- _TASK PROMPT_
First find the line containing "Allows to encrypt/decrpyt" in the data, then set it down exactly along with every line after it, through the last.

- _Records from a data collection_
PR #1690, opened 2024-12-01
Allow to encrypt and decrypt from stdin

### LINKED ISSUE #739: Piping using `/dev/stdin` doesn't work on Windows

felixfontein:
Allows to encrypt/decrpyt from stdin by providing no input filename to the `encrpyt` and `decrpyt` commands. For `encrypt`, `--filename-override` must be provided in that case to be able to select the proper creation rule.

Fixes #739
Ref: #1104

### DIFF
--- a/README.rst
+++ b/README.rst
@@ -382,7 +382,7 @@ Encrypting and decrypting from other programs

- _YOUR RESPONSE_
Allows to encrypt/decrpyt from stdin by providing no input filename to the `encrpyt` and `decrpyt` commands. For `encrypt`, `--filename-override` must be provided in that case to be able to select the proper creation rule.

Fixes #739
Ref: #1104

### DIFF
--- a/README.rst
+++ b/README.rst
@@ -382,7 +382,7 @@ Encrypting and decrypting from other programs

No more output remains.